LGBTQ Magazine

What My Mom Doesn’t Get About Being Transgender

By Juliez
What My Mom Doesn’t Get About Being Transgender

Some time ago my mom and I had an argument. It all started when I was wasting time on Facebook, checking my cousin’s profile. My cousin is a few years older than me and is someone I’ve always admired. She’s smart and witty: basically our family’s answer to Juno MacGuff. I idolized her in a way, wishing that I had her confidence and coolness.

At some point during my teenage years she came out as a lesbian. Overall my family is well-educated and liberal but, as traditional Irish Catholic immigrants in North London, my grandparents took it the worst. The rest of us (smart, well brought up kids) rushed to accept her, albeit with some curiosity.

At some point, this cousin, who was always a tomboy, started to appear more and more boyish. I thought (as did many of us in the family) that her choices to cut her hair shorter and wear more androgynous clothes were signs of her experimenting with her identity. We assumed she wanted to play with the idea of being more butch. But it quickly became apparent that my cousin was beginning to identify as male more so than female in ways beyond her appearance.

It’s a wonder I was surprised that my cousin’s transgender identity created friction in our family. After all, we live in a society that doesn’t readily understand (or try to understand) anyone who is transgender. My mother didn’t approve of my cousin’s identity and as much as I argued with her, her stance didn’t change. According to her, my cousin was becoming a “freak” and ruining her life.

It’s clear from discussions in the media about transgender individuals (even from comments made by some who identify as staunch feminists) that some people struggle to understand gender beyond the binary. It’s not because they’re hateful, bigoted people (necessarily) but because it’s difficult to comprehend transgenderism when society hasn’t even completely worked out the concept of gender in and of itself. We still don’t exactly know the answers to questions like: What does being a man mean? What does being a woman entail? Are there inevitable differences besides anatomical ones? Does anatomy even equate to sex? If men and women are equal then why does gender identity even matter?

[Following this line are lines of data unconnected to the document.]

PR #1279, opened 2026-06-25
KNOX-3360: create-k8s-alias command to save aliases from k8s secrets

hanicz:
[KNOX-3360](https://issues.apache.org/jira/browse/KNOX-3360) - New KnoxCLI command to save alias from k8s secret

- New KnoxCLI command `create-k8s-alias` that adds k8s secrets as aliases 
- It can take multiple secret names at the same time, optional `--ns` or `--namespace` flag to specify where the secrets live, it defaults to `knox`
- The secret has to have the below structure, topology is optional and it defaults to `__gateway`
```
  alias.name: ...
  topology: ...
  alias.value: ...
```

## How was this patch tested?

Unit tests, tested on local kind cluster

Secrets

```
apiVersion: v1
kind: Secret
metadata:
  name: stringdatasecret
  namespace: knox
type: Opaque
stringData:
  alias.name: my-alias2
  topology: sandbox
  alias.value: s3cr3t
---
apiVersion: v1
kind: Secret
metadata:
  name: datasecret
  namespace: knox
type: Opaque
data:
  alias.name: bXktYWxpYXM=
  alias.value: czNjcjN0
```

`./knoxcli.sh create-k8s-alias stringdatasecret datasecret`

## Integration Tests
N/A

## UI changes
N/A

### DIFF
--- a/gateway-server/src/main/java/org/apache/knox/gateway/util/KnoxCLI.java
+++ b/gateway-server/src/main/java/org/apache/knox/gateway/util/KnoxCLI.java
@@ -1067,7 +1067,9 @@ public class KnoxCLI extends Configured implements Tool {
                                    + "Every Secret must contain 'alias.name' (the alias name)\n"
                                    + "and 'alias.value' (the secret value); 'topology' is optional\n"
                                    + "and defaults to the gateway-level credential store ('__gateway').\n"
-                                   + "Uses in-cluster Kubernetes config.";
+                                   + "All Secrets are fetched and validated before any alias is\n"
+                                   + "written, so a failure in the batch leaves the credential\n"
+                                   + "store untouched. Uses in-cluster Kubernetes config.";
 
    private static final String DEFAULT_NAMESPACE = "knox";
    private static final String ENTRY_NAME = "alias.name";
@@ -1085,6 +1087,7 @@ public class KnoxCLI extends Configured implements Tool {
    public void execute() throws Exception {
      AliasService as = getAliasService();
      String ns = (namespace == null || namespace.isEmpty()) ? DEFAULT_NAMESPACE : namespace;
+     List<ParsedAlias> parsed = new ArrayList<>(secretNames.size());
      try (KubernetesClient client = buildKubernetesClient()) {
        for (String secretName : secretNames) {
          Secret secret = client.secrets().inNamespace(ns).withName(secretName).get();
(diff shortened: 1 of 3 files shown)


gateway-server/src/main/java/org/apache/knox/gateway/util/KnoxCLI.java
```diff
@@ -272,6 +282,16 @@ private int init(String[] args) throws IOException {
           printKnoxShellUsage();
           return -1;
         }
+      } else if (args[i].equals("create-k8s-alias")) {
```
moresandeep, line 285: Not a fan of hard coding but looks like this is the pattern we use so that's fine.

gateway-server/src/main/java/org/apache/knox/gateway/util/KnoxCLI.java
```diff
@@ -1029,6 +1058,77 @@ public String getUsage() {
...
+     String entry = optionalEntry(secret, entryKey);
+     if (entry == null || entry.isEmpty()) {
+       throw new IllegalStateException(
+           "Secret '" + secretName + "' is missing required entry '" + entryKey + "'.");
+     }
+     return entry;
+   }
+
+   private String optionalEntry(Secret secret, String entryKey) {
+     if (secret.getData() != null && secret.getData().containsKey(entryKey)) {
```
moresandeep, line 1126: This could possibly be a bug.
PR description shows a stringData example
```
type: Opaque
stringData:
  alias.name: my-alias2
  topology: sandbox
  alias.value: s3cr3t
```
but optionalEntry only reads `secret.getData():` Looking at Secrets docs and example [1], [2]
should the yaml file have `data`? also, looks like there is `stringData` option too so we should be handeling that too, something like 

```
if (secret.getStringData() != null && secret.getStringData().containsKey(entryKey)) {
  return secret.getStringData().get(entryKey);
}
// then fall back to getData() 
```


[1] https://github.com/fabric8io/kubernetes-client/blob/main/doc/CHEATSHEET.md#secret
[2] https://github.com/fabric8io/kubernetes-client/blob/main/kubernetes-itests/src/test/resources/secret-it.yml#L23

moresandeep (changes requested):
Few things:
1. I added my observation regarding `secret.getData()` on the review the other two below are minor nits.
2. in case of batch/bulk mode if `secret-a` succeeds and `secret-b` fails looks like secret-a’s alias will be persisted with no rollback, is this expected? 
3. I think we'll need a DOC jira for this :)

gateway-server/src/main/java/org/apache/knox/gateway/util/KnoxCLI.java
moresandeep: Please ignore this.

gateway-server/src/main/java/org/apache/knox/gateway/util/KnoxCLI.java
hanicz: When the secret gets created k8s api converts stringData into data and base64 encodes it.

hanicz:
> Few things:
> 
> 1. I added my observation regarding `secret.getData()` on the review the other two below are minor nits.
> 2. in case of batch/bulk mode if `secret-a` succeeds and `secret-b` fails looks like secret-a’s alias will be persisted with no rollback, is this expected?
> 3. I think we'll need a DOC jira for this :)
@moresandeep
1. As explained in my response the secret is converted into data and base64 encoded so I think the solution is correct. Tested with both stringData and data.
2. I added a secret validation.
3. I'll open a DOC jira.

gateway-server/src/main/java/org/apache/knox/gateway/util/KnoxCLI.java
moresandeep: Okay, as long as this is understood and verified I am good with it. thanks!

moresandeep (approved):
Looks good, thanks!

I don’t have answers to these questions and I think it would be wrong for anyone to claim they do.  But I have noticed an absence of discussion about these topics and I think our society is poorer as a result. If we honestly look at the progress we have made in the area of human rights over the last fifty years, we can attribute many improvements to viewing men and women through a lens of greater equality. The gay rights movement was one of the best things to have happened to feminism, in my opinion, because it afforded people a new way of seeing the role of men and women: it made them question the traditions that they held as truths. This movement begged questions like, “If being a woman doesn’t necessarily mean being a wife who tends to her husband (if she doesn’t want or need a husband at all) then what does being a woman mean?” And the answers (that we are still searching for to this very day) have lead and still lead to some of the most exciting and amazing advances in society and are absolutely vital for insuring full human rights for every person.

If we could start a proper discussion about transgender issues — one that would stop my mother and I from arguing over whether my cousin’s gender identity is “normal” or “right” — then even divisions like gender may become irrelevant as we start to see people in a whole new light.

I distrust the (seemingly popular) ideas of embracing complacency, promoting dubious libertarianism and valuing being unoffensive over fighting for real progress. To improve the lives of women, transgender individuals and people of the LGBTQ community generally, then serious, radical questions about gender need to be asked. I may not have the answers to those question, but I can tell you that some people will inevitably be offended in the process. But aren’t those arguments worth having if they result in serious progress?